When was the last time you saw anyone use cash to pay for something?
Everywhere you go -- the gas station, the grocery store or even a ride in a cab -- consumers are passing on cash and using credit and debit cards instead.
This growing trend is having a huge impact on companies that specialize in electronic financial transactions. Visa (NYSE: V) has more than doubled in the past two years, climbing a market-crushing 109%. MasterCard (MA) looks much the same, up an equally impressive 96%.
But if you missed the huge gains in these two market leaders, don't worry -- history is about to repeat itself. There is a little-known company in the early stages of a long-term growth cycle that is being driven by the bullish trend in electronic financial transactions.
Heartland Payment Systems (HPY) is the fifth-largest payments processor in the United States, specializing in credit, debit and prepaid card processing, mobile commerce, e-commerce and payroll solutions. But although it's a Fortune 1000 company that provides services to more than 250,000 businesses in the U.S. and Canada, Heartland has a market cap of just $1.2 billion.
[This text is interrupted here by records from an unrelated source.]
PR #1737, opened 2020-11-18
Add trusted-host option for pip

vv-p:
Sometimes private devpi registry doesn't have a valid ssl-certificate, so pip is unable to install something from it. This patch adds option "--trusted-host" which allows work with unsecure devpi registies.

### DIFF
--- a/lib/fpm/package/python.rb
+++ b/lib/fpm/package/python.rb
@@ -29,6 +29,9 @@ class FPM::Package::Python < FPM::Package
   option "--pypi", "PYPI_URL",
     "PyPi Server uri for retrieving packages.",
     :default => "https://pypi.python.org/simple"
+  option "--trusted-host", "PYPI_TRUSTED",
+    "Mark this host or host:port pair as trusted for pip",
+    :default => nil
   option "--package-prefix", "NAMEPREFIX",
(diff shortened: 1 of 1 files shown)


BartKoppers:
> Sometimes private devpi registry doesn't have a valid ssl-certificate, so pip is unable to install something from it. This patch adds option "--trusted-host" which allows work with unsecure devpi registies.

AFAIKS this parameter can hold (just) 1 host? 
Might be more logical to use/allow a list of hosts here. Something along  --pip-unsecure-hosts

jordansissel:
@BartKoppers Good insight. I think this code could be easily updated to allow multiple hosts without harming usability -- but I think we can wait until that is requested. Patch looks OK to me :)

lib/fpm/package/python.rb
```diff
@@ -136,7 +139,31 @@ def download_if_necessary(package, version=nil)
...
+        ]
+      end
+
+      setup_cmd += [
+        "--build",
+        target,
+        want_pkg,
+      ]
+      
+      safesystem(setup_cmd*" ")
```
jordansissel, line 166: safesystem() can take a list of arguments, so I'll make a small change after merging to use it that way.

jordansissel (approved):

Much like Visa and MasterCard, Heartland has seen big gains in the past two years (it's up 67%). But unlike Visa and MasterCard, this small cap is still in the early stages of long-term growth. Heartland is aggressively pursuing the fastest-growing segment of the payment processing market: mobile payment systems.
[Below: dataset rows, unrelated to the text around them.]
PR #1738, opened 2020-11-24
virtualenv.rst: fix heading level

kenyon:
This makes the "Example uses" heading a subsection of the virtualenv section.


BartKoppers (approved):
Textual change only

jordansissel:
Thank you both for working on this :)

Heartland just completed a successful pilot program in several major cities with LevelUp, a privately owned payments systems company, that lets customers make purchases with their smartphones using a mobile payment app. Heartland and LevelUp are expanding the pilot on a national basis.
In addition to strategic partnerships, Heartland is also growing by acquisition. In December, the company acquired ECSI, a leading provider of customized payment-processing solutions for the education industry. The acquisition will increase Heartland's roster of higher-education clients to more than 2,000 colleges and universities throughout North America. In January, Heartland said it had acquired Ovation Payroll, a leading payroll outsourcing company, which will significantly expand Heartland's presence in the fast-growing payroll services market.
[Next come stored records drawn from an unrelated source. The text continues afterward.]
PR #1747, opened 2021-01-19
Call safesystem() with a list

jordansissel:
instead of a space-separated argument string

Tested with this command:

    bundle exec bin/fpm --debug -s python -t deb --python-pip =pip django

And verified that safesystem() to invoke pip is given a list.

Mentioned this here:
https://github.com/jordansissel/fpm/pull/1737#discussion_r560474705


jordansissel:
https://github.com/jordansissel/fpm/pull/1737#discussion_r560474705

Issue #1749, opened 2021-01-20
Regression in 1.12.0 when building deb package


rmanus:
Since the upgrade to 1.12.0, my deb package cannot install anymore with the following error:

```
/var/lib/dpkg/info/jagos.postinst: 71: /var/lib/dpkg/info/jagos.postinst: Syntax error: \"else\" unexpected
dpkg: error processing package jagos (--install):
installed jagos package post-installation script subprocess returned error exit status 2
```

The culprit code around line 71 is

```
systemctl --system daemon-reload >/dev/null || true
debsystemctl=$(command -v deb-systemd-invoke || echo systemctl)
if ! systemctl is-enabled setup-hugepages >/dev/null
then
else
    $debsystemctl restart setup-hugepages >/dev/null || true
fi
```

Notice that there is no code in 'if' section and this is causing the error.

Fyi, my package is built with 
```
--deb-systemd ./resources/build/jagos/setup-hugepages.service
```

dev-gto:
Hi!
I can also confirm this issue. It seems to be related to the lines beginning at

https://github.com/jordansissel/fpm/blob/d50f756d0e3f9e52bba18bee8e01c740982d18ad/templates/deb/postinst_upgrade.sh.erb#L23

I'm using fpm within Ubuntu 18.04

jordansissel:
I can probably provide a workaround in a patch, but I don't have the bandwidth to determine if it is the correct fix.

jordansissel:
#1752 is an attempt to resolve this

PR #1752, opened 2021-01-20
Ensure an if-then-else doesn't have an empty if block

jordansissel:
Issue #1749

This should help prevent errors like this during deb package installation:

```
/var/lib/dpkg/info/jagos.postinst: 71: /var/lib/dpkg/info/jagos.postinst: Syntax error: \"else\" unexpected
dpkg: error processing package jagos (--install):
installed jagos package post-installation script subprocess returned error exit status 2
```


adammohammed (approved):
Ran into this issue as well, new deb built with this fix has a valid postinst script.

statik (approved):
I can confirm that this fixes #1749, would it be possible to get a release with this included? I have tested on debian stretch.

jordansissel:
Thank you for testing! I've merged now and will include in the next release.

Issue #1759, opened 2021-01-26
deb package: still problem of file name with compression other that gzip


ppoilbarbe:
When creating a debian package with compression other than gzip, there is still a problem.
The file control.tar.xz is created, but the command "ar" does not find "control.tar.gz".

```
Creating {:path=>"/tmp/package-deb-build-a5ffe2e751bf520f38f15b2cf90d674d0666f0ac54e2ff27712592841f75/control.tar.xz", :from=>"/tmp/package-deb-build-a5ffe2e751bf520f38f15b2cf90d674d0666f0ac54e2ff27712592841f75/control", :level=>:info}
ar: control.tar.gz: No such file or directory {:level=>:info}
Process failed: ar failed (exit code 1). Full command was:["ar", "-qc", "/path/of/my/file.deb", "debian-binary", "control.tar.gz", "/tmp/package-deb-build-a5ffe2e751bf520f38f15b2cf90d674d0666f0ac54e2ff27712592841f75/data.tar.xz"] {:level=>:error}
```
I think that this is due to the hardcoded file name "control.tar.gz" in "lib/fpm/package/deb.rb" line 619:
```
    # pack up the .deb, which is just an 'ar' archive with 3 files
    # the 'debian-binary' file has to be first
    File.expand_path(output_path).tap do |output_path|
      ::Dir.chdir(build_path) do
        safesystem(*ar_cmd, output_path, "debian-binary", "control.tar.gz", datatar)
      end
    end
```
I am not sure of my ruby skills to make a path or pull request. I don't know where the correct file name is stored since there is many places where compression and file names are checked.

PR #1760, opened 2021-01-26
Replace hardcoded control.tar.gz by name depending on compression (#1…

ppoilbarbe:
A way to resolve the problem of control.tar.gz hardcoded and not depending on compression (while the correct file is created) see #1759

### DIFF
--- a/lib/fpm/package/deb.rb
+++ b/lib/fpm/package/deb.rb
@@ -178,7 +178,7 @@ class FPM::Package::Deb < FPM::Package
   end
 
   option "--systemd", "FILEPATH", "Add FILEPATH as a systemd script",
-	:multivalued => true do |file|
+    :multivalued => true do |file|
     next File.expand_path(file)
   end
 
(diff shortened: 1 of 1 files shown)


ppoilbarbe:
Check failed with other error already in master branch concerning pacman.

jordansissel:
Confirmed that this looks like the correct approach. If I check an upstream Ubuntu/Debian package, it uses the same compression filename for both control and data:

```
% ar t /var/cache/apt/archives/containerd.io_1.4.6-1_amd64.deb
debian-binary
control.tar.xz
data.tar.xz
_gpgbuilder
```

jordansissel:
Testing manually:

```
% bundle exec bin/fpm -s empty -t deb --deb-compression xz -n example
Created package {:path=>"example_1.0_amd64.deb"}

% ar t example_1.0_amd64.deb
debian-binary
control.tar.xz
data.tar.xz

% sudo dpkg -i example_1.0_amd64.deb
Selecting previously unselected package example.
(Reading database ... 219975 files and directories currently installed.)
Preparing to unpack example_1.0_amd64.deb ...
Unpacking example (1.0) ...
Setting up example (1.0) ...
```

jordansissel:
Looks good. I'll write some tests to cover this after merging.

Heartland is also committed to returning value to its shareholders. Its board approved a $50 million share repurchase program in November, which came on the heels of the company buying back $100 million in shares in just the past 12 months.
The run of good news has analysts projecting 2013 earnings of $2 a share, which would be a 21% increase from last year. Analysts are projecting earnings growth of 12% in 2014 and annual earnings growth of 16% over the next five years.
Risks to Consider: Small caps can be very volatile, owing to the difficulty in projecting sales and earnings growth. Although Heartland operates in an industry with high barriers to entry, small-cap companies are more vulnerable than their more established rivals to upstart competitors.
Action to Take --> Electronic financial transactions continue to see huge growth as consumers move away from paper money. Heartland is in position to cash in on the trend, pursuing key segments of the payment processing market, creating strategic partnerships and rewarding shareholders with big share buybacks. But Heartland still looks undervalued. If Heartland returns to a P/E (price-to-earnings) ratio of 20 -- its average over the past eight years -- from its current trailing 12-month average of 17.5, shares would jump to $40, a 25% premium from current levels.